Stroh began by outlining four basic limitations that hinder progress in the study and quantification of VD severity and its relation to VILI:

• Stiffness, which relates to the problem’s multiscale nature since breath details occur at subseconds and produce effects that then manifest at timescales on the order of hours to days
• Inferrability, which arises because the inference of nonlinear parameters is a slow and difficult process
• Modelability/flexibility, as the standard relationships between pressure and volume that guide assumptions about an idealized version of the lung do not actually exist in a clinical environment
• Interpretability, meaning that doctors and stakeholders must be able to interpret and understand the results, model components, and parameters.

Because both traditional and waveform models of the lung have their own drawbacks, Stroh relied on quasi-empirical modeling to address the aforementioned limitations. Such models have flexible inference with no explicit physiology and produce outputs that resemble waveforms. “We’re basically just using this in order to discretize the lung ventilator system data—the waveform data—into something that is much more compactly represented for use in downstream applications,” Stroh said.

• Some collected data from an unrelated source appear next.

PR #5204, opened 2022-07-27
chore(billing): Remove Region from Billing Info

distortia:
In a multi-org/account world, instead of displaying the current organization's region. We have opted to remove the region altogether.

I have to update the OpenAPI repo to remove the `region` from `BillingInfo`

### Checklist

### DIFF
--- a/cypress/e2e/cloud/billing.test.ts
+++ b/cypress/e2e/cloud/billing.test.ts
@@ -88,8 +88,6 @@ describe('Billing Page PAYG Users', () => {
 
     // PAYG section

Stroh employed an asynchronous ensemble Kalman filter and smoother to capture two- to 10-second windows of breathing patterns. He used these windows to identify parameter distributions and extract other bits of data, including waveform characterizations over the interval in question. “We have a lot of control over the intervals, so we can look at five seconds, 10 seconds, or whatever we think the relevant stationarity assumption is for the estimation at that time,” Stroh said.

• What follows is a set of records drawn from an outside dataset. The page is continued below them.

PR #5230, opened 2022-07-28
fix: triming text

drdelambre:
looks like we had some updates to the api logic in idpe around labels and now our label tests are failing. only thing i can see out of place is that the trimming logic changed slightly

new validation rule created here:
https://github.com/influxdata/idpe/pull/15252/files#diff-b587b520be75ba4cd19694bbe99c89ad0af5d8c8dc9b53a3ced1423252c2a396R275


genehynson:
Looks like it's still somehow looking for a label that's not trimmed?
```
'(Δ4) Per attributum intelligo id quod intellectus de substantia percipit tanquam ejusdem essentiam constituens. ' 
```

drdelambre:
ooo.. you were writing the comment as a pushed up the change

TCL735 (approved):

After extracting parameter summary vectors, Stroh identified groupings of the different parameters to estimate the distinct types of breath waveform shapes that appear. Using a t-distributed stochastic neighbor embedding (t-SNE) projection, he examined the identifiable groupings of breath types to understand patient activity at certain points in time. He then studied the various characteristics of the parameters that are associated with the group and “backed out” computational biomarkers of VD; doing so involved interpreting the parameters and clusters based on the appearance of their waveforms. “Even though there’s no physiology, we’re kind of sidestepping that by applying the model again to get back to something that represents a characterization of the waveform that a doctor could look at,” Stroh said. “This is still empirical. Its nonphysiological, but it’s somewhat interpretable and it gives us a foothold on detangling the influences of ventilator settings from those that are going on with the patient by themselves.”

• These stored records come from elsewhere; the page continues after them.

PR #5232, opened 2022-07-28
test: fix flaky test in flux query builder

### LINKED ISSUE #5171: Flaky Test: fluxQueryBuilder detached DOM element
Reference pipeline:
https://app.circleci.com/pipelines/github/influxdata/monitor-ci/13760/workflows/cf6740d0-8fad-4e73-af1c-7573f17a2e9a/jobs/850970

Error:
> CypressError: Timed out retrying after 10000ms: "cy.trigger()" failed because this element is detached from the DOM.
> "<button class="tag-selector-value--load-more-button" data-testid="tag-selector-value--load-more-button">+ Load ...</button>"
> Cypress requires elements be attached in the DOM to interact with them.
> The previous command that ran was:
>   "cy.should()"
> This DOM element likely became detached somewhere between the previous and current command.

Fix:
move the commands on lines 138-160 into a .then() so the functions on those lines will wait for click() to finish rendering.

appletreeisyellow:
Closes #5171 

This PR fixes a flaky `oss-e2e` test in flux query builder. 

~~The flakiness happens when the test failed to find "Load more" button DOM. Moving that testing block into a `then()` function ensures the test on "Load more" button run after the tag value list is loaded~~

The flakiness happens when cypress tries to click on "Load more" button to show more tag values, but the tag value list becomes un-expanded, so "Load more" button DOM disappeared. It's super wired and I cannot find why cypress behaves in this way.

To resolve the flakiness, I updated the line protocol so that we can test "Load more" button for fields instead of for tag values. 

### Checklist

~- [ ] Signed [CLA](https://influxdata.com/community/cla/) (if not already signed)~
~- [ ] Feature flagged, if applicable~


drdelambre (approved):
good luck! i think you need to remove this skip before merging though
https://github.com/influxdata/ui/pull/5232/files#diff-0cf13a24a819e43dc4ac9ed3657ea59098aab2a08b44d386862aa07333071387R3

appletreeisyellow:
good catch 🤦‍♀️

cypress/e2e/shared/fluxQueryBuilder.test.ts
```diff
@@ -12,7 +12,9 @@ describe.skip('FluxQueryBuilder', () => {
           }).then(() => {
             const writeData = []
             for (let i = 0; i < 30; i++) {
-              writeData.push(`ndbc,air_temp_degc=${i}_degrees station_id=${i}`)
+              writeData.push(
+                `ndbc,air_temp_degc=70_degrees station_id_${i}=${i}`
```
appletreeisyellow, line 16: I updated the line protocol here to have *one* tag value and *30* fields

cypress/e2e/shared/fluxQueryBuilder.test.ts
```diff
@@ -82,36 +87,30 @@ describe.skip('FluxQueryBuilder', () => {
...
+      // search a field, should contain only the field, no tag keys
       cy.getByTestID('field-tag-key-search-bar')
         .should('be.visible')
         .type(searchField)
       cy.getByTestID('field-selector')
         .should('be.visible')
         .should('not.contain', 'Loading')
         .should('not.contain', 'No Fields Found')
-      cy.getByTestID('tag-selector--key')
+      cy.getByTestID('tag-selector')
```
drdelambre, line 102: i was having issues here with it not being able to find the Loading text because the tags that show up had a Loading div somewhere in their markup that was "hidden" but cypress was finding them as visible.

cypress/e2e/shared/fluxQueryBuilder.test.ts
```diff
@@ -82,36 +87,30 @@ describe.skip('FluxQueryBuilder', () => {
...
-
+      cy.getByTestID('field-tag-key-search-bar').clear()
       cy.getByTestID('field-selector')
         .should('be.visible')
         .should('not.contain', 'Loading')
         .should('not.contain', 'No Fields Found')
-      cy.getByTestID('tag-selector--key')
-        .should('be.visible')
-        .should('not.contain', 'Loading')
-      cy.getByTestID('tag-selector-key')
```
drdelambre, line 114: this is different than `--key`

src/dataExplorer/components/TagSelector.tsx
```diff
@@ -115,13 +115,16 @@ const TagValues: FC<Prop> = ({loading, tagKey, tagValues}) => {
       <Accordion className="tag-selector-value">
         <div
           onClick={() => handleSelectTagKey(tagKey)}
-          data-testid="tag-selector--key"
+          data-testid="tag-selector-value--header-wrapper"
```
drdelambre, line 118: def a better name, but the tests should key off of this div and not the `tag-selector-value` iirc

cypress/e2e/shared/fluxQueryBuilder.test.ts
drdelambre: how come?

appletreeisyellow: @drdelambre the old line protocol was generating *30* tag values and *one* field, so we were testing "Load more" button under tag values. Cypress was super wired when it 'click()' on "Load more" button, the tag value list got un-expanded, so "Load more" button DOM disappeared and the test failed at this point.

Then I thought to test the "Load more" button that is under fields to walk around the wired behavior. That's why I updated the line protocol

src/dataExplorer/components/TagSelector.tsx
appletreeisyellow: @drdelambre i think the test does key off `tag-selector-value--header-wrapper` and not the `tag-selector-value`. is this what you mean?

drdelambre (approved):
I don't understand how the change here fixes the test, and it goes against some of the stuff I was seeing around waiting for loading states to appear then resolve and hidden divs being picked up by cypress when I was poking around in here, but you've been showing extreme ownership over this, so i trust your call here and my lack of imagination shouldn't be a blocker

Next, Stroh shared some of the model’s results in the form of eight hours of data that was assimilated in short time intervals, then assembled and summarized in 10-second increments. “We’ve basically operationalized the waveform system inside the LVS so we can map out what kinds of breaths are happening at different periods of time,” he said. “We can also somewhat see the ventilator setting effects on the different breath types.”

Stroh concluded his presentation with a discussion of ongoing obstacles that impede further progress. For example, some patients experience a lot of ventilator setting changes and exhibit many different breath types. Furthermore, assessing behavior across multiple types of patients requires that researchers normalize the situation or find some sort of standard way of comparing one patient to another. And the clinical domain is of course complicated by heterogeneity and interactivity, which lead to a lack of control from an experimental perspective.

Nevertheless, Stroh’s method allows for the representation and digitization of LVS waveforms in a fast, flexible, and inferable way. “We can now visualize the LVS trajectories and form hypotheses about them,” Stroh said. “We have identified clusters of the system that correspond to computational biomarkers—at least in terms of VD—where the domain experts on the outside can tell us what different breaths the waveform shapes correspond to. Though we don’t have a way to model them in a physiological setting yet, we at least know what the different breaths look like in a human setting.”

Lina Sorg is the managing editor of SIAM News.